Last night, my girlfriend and her friend and I paid more than a hundred dollars between us to watch your slow on-stage meltdown at Roseland Ballroom on 52nd Street in Manhattan. We want our money back, at least some of it.

We arrived early, excited—after each having spent the previous couple of days listening to Tidal, your fascinating debut album, and When the Pawn . . . , its brilliant and ravishing follow-up—and staked out a position next to the sound boards with a good line of sight to the stage. We anticipated a real show. We certainly got one, though it wasn't the one we expected.

But maybe that's not a fair thing to say. We did get the show we expected—gorgeous and passionate vocals, piano-playing both percussive and sensitive, stimulating music from a band of crack musicians—even if it was shorter than we hoped. Let me not put too fine a point on this: You nailed it. You were on. You kicked ass. Your amazing voice sounded amazing last night. Clear and confident, right in tune, and achingly beautiful.
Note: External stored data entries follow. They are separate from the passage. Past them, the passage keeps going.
PR #278, opened 2021-01-19
Fortunac/fun specs flag

fortunac:
Adds a flag so the user can specify which built-in function specs they want to use. The built-in summaries are:
- verifier-error
- verifier-assume
- verifier-nondet
- afl-maybe-log
- arg-terms
- chaos-caller-saved
- rax-out
- chaos-rax

Also checks which subroutines are to be inlined. If a subroutine is given both the inline spec and a summary spec, this will report an error rather than picking one spec over the other.

### DIFF
--- a/wp/plugin/wp.ml
+++ b/wp/plugin/wp.ml
@@ -221,31 +221,40 @@ let fun_specs = Cmd.parameter Typ.(list string) "fun-specs"
            site in order of precedence. A target function will be mapped to a
            function spec if it fulfills the spec's requirements. All function
            specs set the target function as called and update the stack
-           pointer. The default spec will set the function as called and update
-           the stack pointer. Available built-in specs:
+           pointer. The default specs set are verifier-assume, varifier-nondet,
+           chaos-caller-saved, and empty. Note that if a function is set to be
+           inlined, it will not use any of the following function specs.
+           Available built-in specs:
 
-           `verifier-error': Trips calls to __assert_fail.
+           `verifier-error': Used for calls to __VERIFIER_error and
+           __assert_fail. Looks for inputs that would cause execution to reach
+           these functions.
 
-           `verifier-assume': Adds an assumption to the precondition based on
-           the argument to the function call.
+           `verifier-assume': Used for calls to __VERIFIER_assume. Adds an
+           assumption to the precondition based on the argument to the function
+           call.
 
-           `verifier-nondet': Chaoses the output to the function call
-           representing an arbitrary pointer.
+           `verifier-nondet': Used for calls to nondeterministic functions such
+           as __VERIFIER_nondet_*, calloc, and malloc. Chaoses the output to
+           the function call representing an arbitrary pointer.
 
-           `afl-maybe-log': Chaoses the registers RAX, RCX, and RDX. Used for
-           calls to __afl_maybe_log.
+           `afl-maybe-log': Used for calls to __afl_maybe_log. Chaoses the
+           registers RAX, RCX, and RDX.
 
-           `arg-terms': Uses BAP's uplifter to determine the input and output
-           registers to a function and chaoses the output registers.
+           `arg-terms': Used when BAP's uplifter returns a nonempty list of
+           input and output registers for the target function. Chaoses this
+           list of output registers.
 
-           `chaos-caller-saved': Chaoses the called-saved registers for x86
-           architectures.
+           `chaos-caller-saved': Used for the x86 architecture. Chaoses the
+           caller-saved registers.
 
            `rax-out': Chaos RAX if it can be found on the left-hand side of an
            assignment in the target function.
 
            `chaos-rax': Chaos RAX regardless if it has been used on the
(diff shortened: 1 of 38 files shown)


wp/plugin/lib/analysis.ml
```diff
@@ -124,20 +124,10 @@ let exp_conds_mod (p : Params.t) : Env.exp_cond list =
 (* Determine which function specs to use in WP. *)
 let fun_specs (p : Params.t) (to_inline : Sub.t Seq.t)
```
codyroux, line 125: Per our Wednesday conversation: what is the default behavior if the user does not set the flag?

wp/resources/sample_binaries/nested_ifs/run_wp_inline.sh
```diff
@@ -8,7 +8,7 @@
 run () {
   bap wp \
     --func=main \
-    --inline=.* \
+    --inline=calloc \
```
codyroux, line 11: Is this a fix for an older issue?

wp/plugin/wp.ml
```diff
@@ -207,6 +207,36 @@ let func_name_map = Cmd.parameter Typ.(list ~sep:';' (pair ~sep:',' string strin
            "<reg1_orig>,<reg1_mod>;<reg2_orig>,<reg2_mod>"). By default, WP
            assumes subroutines have the same names between the two binaries.|}
 
+let fun_specs = Cmd.parameter Typ.(list string) "fun-specs"
+    ~doc:{|List of built-in function summaries to be used at a function call
+           site in order of precedence. A target function will be mapped to a
+           function spec if it fulfills the spec's requirements. All function
```
codyroux, line 213: Should we say more about the "spec's requirements"?

wp/plugin/wp.ml
```diff
@@ -207,6 +207,36 @@ let func_name_map = Cmd.parameter Typ.(list ~sep:';' (pair ~sep:',' string strin
...
+           specs set the target function as called and update the stack
+           pointer. The default spec will set the function as called and update
+           the stack pointer. Available built-in specs:
+
+           `verifier-error': Trips calls to __assert_fail.
```
codyroux, line 218: What is "Trips calls"?

wp/plugin/wp.ml
```diff
@@ -207,6 +207,36 @@ let func_name_map = Cmd.parameter Typ.(list ~sep:';' (pair ~sep:',' string strin
...
+
+           `verifier-assume': Adds an assumption to the precondition based on
+           the argument to the function call.
+
+           `verifier-nondet': Chaoses the output to the function call
```
codyroux, line 223: It feels like these correspond to specific functions.

wp/plugin/lib/analysis.ml
fortunac: The current default behavior is to set the function as called and update the stack pointer. I plan on changing this to chaosing the caller-saved registers, and if a function is one of the special functions from our verifier api, use those corresponding specs.

wp/resources/sample_binaries/nested_ifs/run_wp_inline.sh
fortunac: Since I removed VERIFIER_nondet from the default list of function specs, inlining everything, would inline calloc, and that would make this test fail. When I add the nondet spec back to the default, I think I could change this back to `.*`.

wp/plugin/wp.ml
fortunac: Can do!

wp/plugin/wp.ml
fortunac: It would get WP to look for inputs to the subroutine that would cause us to reach `__assert_fail' or `__VERIFIER_error'. I can add this.

wp/plugin/wp.ml
fortunac: I'll add this too.

wp/plugin/lib/analysis.ml
codyroux: 👍 just make sure this appears in the comments/docs somewhere.

wp/resources/sample_binaries/nested_ifs/run_wp_inline.sh
codyroux: 👍

wp/plugin/wp.ml
codyroux: I just want the docs to explain what "trips calls" mean to a casual user.

wp/plugin/wp.ml
codyroux: 👍

fortunac:
Changed the default specs to be `verifier-assume`, `verifier-nondet`, `chaos-caller-saved`, and `empty`. I did not add `verifier-error` to the default list of specs since it is controlled by the `trip-asserts` flag (although the user can stilll specify it with the `fun-specs` flag). I also updated the docs to include the list of default specs and the functions each spec corresponds to.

Too bad you had to go and ruin it with that other show you put on. Too bad the confidence in your voice is only a show.

I got the first whiff of trouble during the third song, after you had left the piano and gone to the mike at center stage. You kept looking off to the side angrily between lines, with some furious little jabs of your arms. I think most people thought it was part of the passion of the song, but I leaned over to █████ and Liz and said, "She's getting really pissed. I think she's having problems with her monitors. I don't think she can hear herself. She's going to throw a tantrum."

Not that I'm patting myself on the back for being all that perceptive. I have to admit that I was on the lookout for signs of temper. I read all the reports three years ago, when you were touring for Tidal, about the breakdowns, the walking off in the middle of shows, the general bratty, primadonna behavior. I hadn't read anything about such behavior on the current tour—indeed, most every reviewer praised your new maturity—but it's always there in the back of the mind: "Is this 'new maturity' for real? Is this the night Fiona's finally going to lose it again?"

Well, it was.

I've watched plenty of other musicians deal with monitor problems on stage. Most of them deal with it simply through hand signals to the sound crew. Sometimes they'll get to the end of the song and say, "Hey, guys, I need my voice higher in the monitors," and that's that. Billy Corgan, when I saw the Pumpkins at Tramps, even took time to explain calmly, even chattily, to the audience, that it gets pretty damn loud up on stage and if he can't hear his voice in the mix then he doesn't know whether or not he's in tune.

All these examples? That's called "being professional," and it's something you really need to learn.

Things not to do when you can't hear yourself in the monitors?

First of all, don't panic. It happens to everybody, and most musicians have learned to deal with it. It's just one of those things you can't plan for, and that you have to be ready for emotionally. A show can't go perfectly every time.

Next, don't apologize to the audience after every song for how much the show sucks. I know you're a perfectionist, but perfectionism only sets you up for failure. Ask us how the show sounds, because it's our opinion that matters. If you really need some reassurance, just say, "How is it sounding out there. Am I okay?" I've seen plenty of other musicians do just that—there's no reason not to. If you'd stopped beating yourself up and actually listened to the audience, then you would have known that we were with you. You were doing fine. You sounded great. We were your friends (at least until you really started turning into a brat).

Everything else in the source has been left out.